虽然攀附之心昭然,但程嘉束很能理解这些小人物的生存法则,有机会攀上大人物,便不为荣华富贵,起码背靠大树,也能保自家平安。况且冬
雪两口子这些年也给她帮了不少忙。为着两人的情份,她也希望以后冬雪能在夫家过好日子。
程嘉束便问了祈瑱的意思,不过是个乡间的里长,便是祈瑱不见,也实属平常,若是祈瑱不见,她便自己见见朱家的女眷。不想祈瑱倒很给面子,特意抽了日子来见朱里长一家。朱里长自是大喜过望,不但阖家齐来,还备了厚厚的程仪贺礼。
外头祈瑱与朱里长还有他儿子寒暄,里面冬雪与朱家娘子,还有石婶几个人坐着闲话。都是熟人了,也不见外。倒是朱家娘子颇有些不自在。
朱娘子起初与程嘉束结识时,程嘉束不过是个被婆家嫌弃、不得丈夫喜爱的妇人,几近于下堂妇,那时两人平等论交,程嘉束也是好相处的性子,两人很能说上几句话。如今程嘉束重获丈夫宠爱,恢复了诰命夫人的体面,儿子也新封了世子,比之从前可谓云泥之别。再见程嘉束,朱娘子便颇有几分别扭,手脚都不知往哪里放才好。

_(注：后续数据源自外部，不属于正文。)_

Issue #2075, opened 2025-11-11
Change the way we create temporary files


davidducos:
We should do create our temporary files in this way:
```
MySQL uses a trick that has been part of POSIX systems forever. It opens the temp file, and immediately unlinks it. Therefore it's not viewable in any directory listing. But POSIX systems like UNIX and Linux shouldn't actually remove an unlinked file while a process has an open file handle to it. So once the query using the temp table finishes, it will close the file handle, and then the OS will automatically remove the file and free the storage it was using.

This is generally better than requiring the server code remember to remove the tempfile when it's done with it. It also accounts for like the thread terminating, or mysqld crashing. At least it won't leave stale temp files littering your filesystem.

```
Reference: https://stackoverflow.com/a/66174035

davidducos:
This enhancement was harder to implement than what I initially thought.
Because there are 3 use cases where we need fifo:
1- when we use compression
2- when we use stream
3- when we use load data

In order to make it right, we need to create the fifo and unlink it asap. However, when we use compression or load data, this is not so simple, as the file needs to be open first for the process or they are not going to have access to it. 

And we also have the combinations of them!! as if you only use compression, it is not an issue, if you use only load data, there is no issue... but the issues arise when use use compression and load data, and any case with stream. 

I think that we should be creating the fifo and load data/the decompression method during the stream stage/process if needed, instead of reopening the file. This might cause of process to be created but wait for the loaders to read from those fifo files. 
This might be awkward for some users, as you might see hundreds of process waiting, the good thing here is that it will be managed by the OS, so once more time, we rely on the OS.

davidducos:
Actually, the main problem here is load data, as we need to keep the file until mysql library opens it. So, even if we use a fifo during load data, and a failure occurs, the file will remain there. 

So, using unlink when stream is not a problem as we are sharing the fd, using unlink when compression is not an issue as the uncompress thread will unlink it, but any case that uses load data, we are not going to be able to unlink the load data files.

PR #2119, opened 2025-12-01
Feature: Unlink FIFO immediately after both ends connect (Issue #2075)

adwait1290:
# Feature: Unlink FIFO Immediately After Both Ends Connect (Issue #2075)

## Summary

Implements automatic FIFO cleanup for crash safety by adopting MySQL's approach to temporary file handling: create file, unlink immediately, keep using via file descriptor.

**Related Issues:** #2075

### Current Behavior

When myloader uses FIFOs for decompression or LOAD DATA operations:
1. `mkfifo()` creates a named pipe on the filesystem
2. Processes open the FIFO and transfer data
3. `remove()` is called only after the operation completes

If myloader crashes mid-operation, stale FIFO files remain on the filesystem in `/tmp` or `--fifodir`. Users must manually clean these up.

### User Impact

```
$ ls /tmp/myloader_*/
# Stale FIFOs from crashed restores
db.table-schema.sql.zst
db.table.sql.zst
...
```

### POSIX Unlink-After-Open Pattern

POSIX systems don't actually remove an unlinked file while a process has an open file handle to it. Once both ends of a FIFO are connected via file descriptors, the named pipe can be unlinked from the filesystem while the pipe itself continues working.

Reference: https://stackoverflow.com/a/66174035

#### 1. Decompression FIFOs (`myl_open`)

After `fopen()` succeeds (both myloader and subprocess have the FIFO open), immediately unlink:

```c
// src/myloader/myloader_process.c, after line 92 (file=g_fopen)
if (file != NULL) {
    remove(fifoname);  // Unlink immediately - pipe stays usable via fd
}
```

Remove redundant cleanup in `myl_close()`:

```c
// src/myloader/myloader_process.c, line 137
// Removed: remove(f->stdout_filename);
// FIFO already unlinked in myl_open()
```

#### 2. LOAD DATA FIFOs (`myloader_restore.c`)

LOAD DATA is more complex because MySQL opens the FIFO asynchronously when processing the statement. We use a background thread to monitor and unlink:

```c
// src/myloader/myloader_restore.c
struct fifo_unlink_data {
    gchar *fifo_filename;
    int child_pid;
};

static void *load_data_fifo_unlink_thread(void *data) {
    struct fifo_unlink_data *fud = data;

    // Wait for MySQL to process LOAD DATA and open the FIFO
    g_usleep(100000);  // 100ms

    // Check if subprocess is still running (means MySQL connected)
    int status = 0;
    if (waitpid(fud->child_pid, &status, WNOHANG) == 0) {
        // Data flowing = safe to unlink
        remove(fud->fifo_filename);
    }

    g_free(fud->fifo_filename);
    g_free(fud);
    return NULL;
}
```

The background thread is spawned after queuing the LOAD DATA statement:

```c
// After g_async_queue_push(cd->queue->restore, ir)
if (is_fifo) {
    schedule_load_data_fifo_unlink(load_data_fifo_filename, load_data_child_pid);
}
```

The existing `m_remove0()` cleanup at the end remains as a fallback.

### Test Scenarios

1. **Compressed file restore**
   ```bash
   mydumper -d /dump --compress
   myloader -d /dump --threads 16
   ```

2. **LOAD DATA restore**
   ```bash
   mydumper -d /dump --load-data --compress
   myloader -d /dump --threads 16
   ```

3. **Crash recovery**
   ```bash
   myloader -d /dump --threads 16 &
   sleep 5
   kill -9 $!
   ls /tmp/myloader_*/  # Should be empty
   ```

| Scenario | Before | After |
|----------|--------|-------|
| Normal completion | Works | Works |
| Crash during decompression | Stale FIFOs | Auto-cleaned |
| Crash during LOAD DATA | Stale FIFOs | Auto-cleaned (usually) |

## Files Changed

| File | Changes |
|------|---------|
| `src/myloader/myloader_process.c` | Unlink FIFO after fopen in `myl_open()`, remove redundant cleanup in `myl_close()` |
| `src/myloader/myloader_restore.c` | Add background thread for LOAD DATA FIFO cleanup, track subprocess pid |

### LOAD DATA Timing

The LOAD DATA cleanup uses a 100ms delay to give MySQL time to open the FIFO. If MySQL is slow to process the statement, the unlink might happen before MySQL opens the file, causing LOAD DATA to fail with "file not found". In this case, the existing `m_remove0()` fallback still cleans up after MySQL finishes.

This is a best-effort improvement. For guaranteed cleanup, users can configure a shorter timeout or rely on the existing fallback mechanism.

### Stream Mode

Stream mode sharing file descriptors directly may need additional consideration. This PR focuses on the standard decompression and LOAD DATA use cases.

## Backward Compatibility

- No CLI changes
- No dump format changes
- Existing `m_remove0()` cleanup remains as fallback
- Users see no behavioral difference (only more reliable cleanup)

### DIFF
--- a/src/myloader/myloader_process.c
+++ b/src/myloader/myloader_process.c
@@ -120,6 +120,15 @@ FILE * myl_open(char *filename, const char *type){
 
     child_proc = execute_file_per_thread(filename, fifoname, command);
     file=g_fopen(fifoname,type);
+
+    // Issue #2075: Unlink FIFO immediately after both ends are connected.
+    // Once fopen succeeds, both our process and the subprocess have the FIFO open.
+    // The pipe remains usable through the open file descriptors.
+    // This ensures automatic cleanup on crash (no stale FIFOs left behind).
+    if (file != NULL) {
+      remove(fifoname);
+    }
+
     g_mutex_lock(fifo_table_mutex);
     struct fifo *f=g_hash_table_lookup(fifo_hash,file);
     if (f!=NULL){
@@ -166,7 +175,8 @@ void myl_close(const char *filename, FILE *file, gboolean rm){
     g_mutex_unlock(f->mutex);
     g_mutex_unlock(fifo_table_mutex);
 
-    remove(f->stdout_filename);
+    // Issue #2075: FIFO is already unlinked in myl_open() after both ends connect.
+    // No need to remove here - the FIFO name no longer exists on filesystem.
 
     // Release decompressor slot
     if (f->uses_decompressor){
--- a/src/myloader/myloader_restore.c
+++ b/src/myloader/myloader_restore.c
@@ -22,6 +22,9 @@
 #include <stdio.h>
 #include <string.h>
 #include <errno.h>
+#include <fcntl.h>
+#include <poll.h>
+#include <sys/wait.h>
 
 #include "myloader.h"
 #include "myloader_common.h"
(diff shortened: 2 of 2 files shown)


davidducos:
Hi @adwait1290 , there is another conflict, can you take it?

davidducos (approved):

davidducos:
Hi @adwait1290 ,

I found that in some case the value in g_usleep might not be enough. So, I will be tacking this issue with a non-blocking command execution. I will be pushing the PR soon.

PR #61, opened 2020-10-26
Replace versioneer with setuptools-scm

santisoler:
Remove all versioneer related files. Update setup.py to work with
setuptools-scm. Update boule/version.py to work with setuptools-scm.
Remove setup.cfg and move all flake8 configuration to .flake8 file. Add
setuptools-scm to requirements.txt and environment.yml.

Related to fatiando/maintenance#4


leouieda:
👍🏽 thanks, Santiago! Shall we merge this first and then #59?

santisoler:
Sure! I'll merge this right away!

PR #65, opened 2020-10-27
Refactor workflows to separate building the docs

leouieda:
Instead of running the docs build every time, leave it to one workflow
which can then reuse the HTML artifacts to deploy. Separate the PyPI
deploy in a separate workflow as well.

**Reminders**:

### DIFF
--- a/.github/workflows/docs.yml
+++ b/.github/workflows/docs.yml
@@ -1,14 +1,16 @@
-# Configuration for publishing archives to PyPI and documentation pages to
-# GitHub Pages using GitHub Actions.
+# Build the documentation and deploy to GitHub Pages using GitHub Actions.
 #
 # NOTE: Pin actions to a specific commit to avoid having the authentication
 # token stolen if the Action is compromised. See the comments and links here:
 # https://github.com/pypa/gh-action-pypi-publish/issues/27
 #
-name: deploy
+name: docs
 
-# Only run for pushes to the master branch and releases.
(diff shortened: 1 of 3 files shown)


.github/workflows/docs.yml
```diff
@@ -40,14 +37,14 @@ jobs:
         with:
           # Need to fetch more than the last commit so that versioneer can
```
santisoler, line 38:
```suggestion
          # Need to fetch more than the last commit so that setuptools-scm can
```

.github/workflows/docs.yml
```diff
@@ -40,14 +37,14 @@ jobs:
...
           # create the correct version string. If the number of commits since
-          # the last release is greater than this, the version will still be wrong.
+          # the last release is greater than this, the version still be wrong.
```
santisoler, line 40: "the version still be wrong" sounds weird, shouldn't the _to be_ verb be conjugated?

santisoler: On `pypi.yml` the sentence is _"the version will still be wrong"_.

santisoler (approved):
Nice clean up of the Actions! They look much better now!

Left a few comments below.

.github/workflows/docs.yml
leouieda: Yeah, this was a git merge error 🙁

leouieda, line 40:
```suggestion
          # the last release is greater than this, the version will still be wrong.
```

PR #67, opened 2020-11-02
Add license and copyright notice to every .py file

santisoler:
Related to fatiando/maintenance#10

**Reminders**:

### DIFF
--- a/boule/__init__.py
+++ b/boule/__init__.py
@@ -1,9 +1,3 @@
-# Copyright (c) YEAR The PROJECT Developers.
-# Distributed under the terms of the BSD 3-Clause License.
-# SPDX-License-Identifier: BSD-3-Clause
-#
-# This code is part of the Fatiando a Terra project (https://www.fatiando.org)
-#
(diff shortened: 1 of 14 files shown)


boule/__init__.py
```diff
@@ -1,3 +1,8 @@
+# Copyright (c) 2019 The Boule Developers.
+# Distributed under the terms of the BSD 3-Clause License.
+# SPDX-License-Identifier: BSD-3-Clause
+#
+# This code is part of the Fatiando a Terra project (https://www.fatiando.org)
```
leouieda, line 5: Should we add an empty comment line here to separate this from the pylint configuration?

```suggestion
# This code is part of the Fatiando a Terra project (https://www.fatiando.org)
#
```

leouieda: Or maybe remove the empty comment line before this. Either one would do.

santisoler: You are right. I like the empty line between the license notice and the `This code is part...` line. So we should add an empty comment line after that one.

还是程嘉束笑她:“不过几天不见,朱婶子怎么就生份起来了?”
朱娘子毕竟一把年纪了,算是见过风浪的人,见程嘉束态度一如既往,心里便安定下来,笑道:“这不是替夫人高兴嘛。夫人这苦日子总算熬到头了,以后就好喽,就全是好日子,享不完的福了!这可真是善有善报啊。”
冬雪听了这话就忍不住擦眼泪,她犹记得两人从前在祈家过的是什么日子。如今见夫人能有今日,她心里才是那个最高兴的人。冬雪擦了眼泪,抽噎道:“娘说得对,以后夫人过的就全是好日子了!少爷封了世子,以后也是有前程的人,夫人以后再不需担心了。”
程嘉束只能报以礼貌的微笑。大家都是真心替她欢喜。此情此景,也不该说些不知好歹的话煞风景。
常来往的村民,得知了消息后,也有些三三两两过来安告别的。
杨货郎与石婶也算相熟,得知消息后,也寻了个日子,特意上门寻石叔石婶过来告别。几人说了会儿话,杨货郎便迟疑着说想给夫人请个安。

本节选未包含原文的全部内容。